Note: We use the following command for benchmarking:

prof = torch.profiler.profile(
    activities=[ProfilerActivity.CPU, ProfilerActivity.CUDA],
    schedule=torch.profiler.schedule(
        wait=10, warmup=10, active=20, repeat=2
    ),
    on_trace_ready=torch.profiler.tensorboard_trace_handler(
        f"./log/k2-{batch_size}"
    ),
    record_shapes=True,
    with_stack=True,
    profile_memory=True,
)

The first 10 batches are skipped for warm up, the next 10 batches are ignored, and the subsequent 20 batches are used for benchmarking.

Step 3: Visualize Results

You can use tensorboard to visualize the benchmark results. For instance, to visualize the results for k2 pruned loss, you can use

tensorboard --logdir ./log/k2-pruned-30 --port 6007

Name	Overview	Memory
torchaudio
k2
k2 pruned
`optimized_transducer`
`warprnnt_numba`
`warp-transducer`
`warp-rnnt`
`SpeechBrain`

The following table summarizes the results from the above table

Name	Average step time (us)	Peak memory usage (MB)
`torchaudio`	544241	18921.8
`k2`	386808	22056.9
`k2 pruned`	63395	3820.3
`optimized_transducer`	376954	7495.9
`warprnnt_numba`	299385	19072.7
`warp-transducer`	275852	19072.6
`warp-rnnt`	293270	18934.3
`SpeechBrain`	459406	19072.8

Some notes to take away:

For the unpruned case, warp-transducer is the fastest while optimized_transducer takes the least memory
k2 pruned loss is the fastest and requires the least memory
You can use a larger batch size during training when using k2 pruned loss

Sort utterances by duration before batching them up

To minimize the effect of padding, we also benchmark the implementations by sorting utterances by duration before batching them up.

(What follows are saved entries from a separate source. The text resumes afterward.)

PR #186, opened 2023-05-06
Codegen Implementation

hhamud:
Completes #165 

## TODO:

- [x] find out how codegen model differs to GPT-J
- [ ] Implement difference
- [ ] Convert codegen HF model to GGML
- [ ] refactor code to share with GPT-J

### DIFF
--- a/binaries/llm-cli/src/cli_args.rs
+++ b/binaries/llm-cli/src/cli_args.rs
@@ -32,6 +32,12 @@ pub enum Args {
         #[command(subcommand)]
         args: BaseArgs,
     },
+    /// Use a GPT-J model
+    #[clap(id = "codegen")]
+    CodeGen {
+        #[command(subcommand)]
+        args: BaseArgs,
+    },
     /// Use a GPT-NeoX model
     #[clap(id = "neox")]
     NeoX {
--- a/binaries/llm-cli/src/cli_args.rs
+++ b/binaries/llm-cli/src/cli_args.rs
@@ -32,7 +32,7 @@ pub enum Args {
         #[command(subcommand)]
         args: BaseArgs,
     },
-    /// Use a GPT-J model
+    /// Use a CodeGen model
     #[clap(id = "codegen")]
     CodeGen {
         #[command(subcommand)]
--- a/crates/models/codegen/src/lib.rs
+++ b/crates/models/codegen/src/lib.rs
@@ -1,15 +1,14 @@
-
-// Ref: https://github.com/ggerganov/ggml/blob/abea4b7/examples/gpt-j/main.cpp
-
 use std::{error::Error, path::Path};
 
 use ggml::Tensor;
 use llm_base::{
-    util, BasicWriteError, EvaluateOutputRequest, FileType, InferenceParameters, InferenceSession,
-    InferenceSessionParameters, KnownModel, LoadError, LoadProgress, Mmap, TensorLoader, TokenId,
-    Vocabulary,
+    ggml, model::common, util, BasicWriteError, EvaluateOutputRequest, FileType,
+    InferenceParameters, InferenceSession, InferenceSessionParameters,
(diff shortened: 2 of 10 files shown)


crates/models/codegen/src/lib.rs
```diff
@@ -0,0 +1,427 @@
...
+    _context: ggml::Context,
+}
+
+unsafe impl Send for CodeGen {}
+unsafe impl Sync for CodeGen {}
+
+impl CodeGen {
+    /// Load the model from `path` with `n_context_tokens` context tokens.
+    ///
+    /// The status of the loading process will be reported through `load_progress_callback`.
```
danforbes, line 47: This is a copy-and-paste error that has been fixed in a branch - please refer to that branch for the documentation format.  https://github.com/danforbes/llama-rs/blob/dfo/chore/models/crates/models/bloom/src/lib.rs#L44-L46

crates/models/codegen/src/lib.rs
```diff
@@ -0,0 +1,427 @@
...
+                //),
+                //n_past,
+                //n_rot,
+                //0,
+            //);
+//
+            //// self-attention store key and value to memory
+            //let vcur =
+                //ctx0.op_transpose(&ctx0.op_mul_mat(&self.layers[il].c_attn_v_proj_w, &current));
+//
```
danforbes, line 213: I don't really love checking this kind of stuff into a `main` branch. Can this be removed? If something needs to be persisted for posterity, maybe it's more appropriate to use an Issue?

crates/models/codegen/src/lib.rs
```diff
@@ -0,0 +1,427 @@
...
+        common::extract_embeddings(output_request, &embd, n_embd, n);
+        common::update_session(session, &ctx0, input_tokens.len(), n);
+    }
+
+    fn vocabulary(&self) -> &Vocabulary {
+        &self.vocabulary
+    }
+
+    fn n_context_tokens(&self) -> usize {
+        self.hyperparameters.n_ctx
```
danforbes, line 325: Is this right? I'm worried this is causing problems with GPT-2, but I'm not sure...
https://github.com/rustformers/llm/issues/167#issuecomment-1537160402

binaries/llm-cli/src/cli_args.rs
```diff
@@ -32,6 +32,12 @@ pub enum Args {
         #[command(subcommand)]
         args: BaseArgs,
     },
+    /// Use a GPT-J model
```
danforbes, line 35:
```suggestion
    /// Use a CodeGen model
```

danforbes (approved):
Awesome! Please make sure the docs are updated, though 🙏🏻

philpax:
How different is this to the original GPT-J implementation? Can the codegen model be implemented by calling into GPT-J with a parameter to use a slightly different computation graph?

I'd really like to avoid any unnecessary duplication if possible, especially as we evolve the models.

crates/models/codegen/src/lib.rs
hhamud: Yeah I will remove that. I'm just in the middle of finding out how to best implement the qkv vector implementations.

crates/models/codegen/src/lib.rs
hhamud: probably not I'll fix that when refactoring. Goal is just to get it working with a converted codegen model

hhamud:
> How different is this to the original GPT-J implementation? Can the codegen model be implemented by calling into GPT-J with a parameter to use a slightly different computation graph?
> 
> I'd really like to avoid any unnecessary duplication if possible, especially as we evolve the models.

That's more or less what I'm thinking of doing but the stage I'm currently at is to try and implement codegen's treatment of the QKV vectors.

ralyodio (approved):

hhamud:
No longer useful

You can use the option --sort-utterance, e.g., ./benchmark_torchaudio.py --sort-utterance true, while running the benchmarks.

The following table visualizes the benchmark results for sorted utterances:

Name	Overview	Memory
torchaudio
k2
k2 pruned
`optimized_transducer`
`warprnnt_numba`
`warp-transducer`
`warp-rnnt`
`SpeechBrain`

Note: A value 10k for max frames is selected since the value 11k causes CUDA OOM for k2 unpruned loss. Max frames with 10k means that the number of frames in a batch before padding is at most 10k.